[Given records Boundary: Start]
PR #8691, opened 2024-10-12
fix: use latest go release version 1.23.2 in .dagger

grouville:
During the CI / release improvements, go version in .dagger/go.mod was bumped to 1.23 which has no release for ARM, leading to this error:

.dagger git:(fix-go-version-daggerci) go env GOPROXY go: downloading go1.23 (linux/arm64)
go: download go1.23 for linux/arm64: toolchain not available

As per https://go.dev/dl/, the latest official version is 1.23.2

### DIFF
--- a/.dagger/go.mod
+++ b/.dagger/go.mod
@@ -1,6 +1,6 @@
 module github.com/dagger/dagger/.dagger
 
-go 1.23
+go 1.23.2
 
 require github.com/dagger/dagger/engine/distconsts v0.13.5
 


sipsma:
What command were you running that hit the `toolchain not available` error? I've been running today on top of that change without any issues, so just curious how this gets triggered

jedevc (approved):

jedevc:
Ahhh yeah, sorry.

This is possible if the version of go used is too low I think? That triggers the download attempt of the correct toolchain, which then fails because you need the patch release here.

I think this might be possible on older versions of dagger? Or an older local version of go?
[Given records Boundary: End]
§ Exercise requirements
Each line above must be retyped exactly.

§ Exercise result
PR #8691, opened 2024-10-12
fix: use latest go release version 1.23.2 in .dagger

grouville:
During the CI / release improvements, go version in .dagger/go.mod was bumped to 1.23 which has no release for ARM, leading to this error:

.dagger git:(fix-go-version-daggerci) go env GOPROXY go: downloading go1.23 (linux/arm64)
go: download go1.23 for linux/arm64: toolchain not available

As per https://go.dev/dl/, the latest official version is 1.23.2

### DIFF
--- a/.dagger/go.mod
+++ b/.dagger/go.mod
@@ -1,6 +1,6 @@
 module github.com/dagger/dagger/.dagger
 
-go 1.23
+go 1.23.2
 
 require github.com/dagger/dagger/engine/distconsts v0.13.5
 


sipsma:
What command were you running that hit the `toolchain not available` error? I've been running today on top of that change without any issues, so just curious how this gets triggered

jedevc (approved):

jedevc:
Ahhh yeah, sorry.

This is possible if the version of go used is too low I think? That triggers the download attempt of the correct toolchain, which then fails because you need the patch release here.

I think this might be possible on older versions of dagger? Or an older local version of go?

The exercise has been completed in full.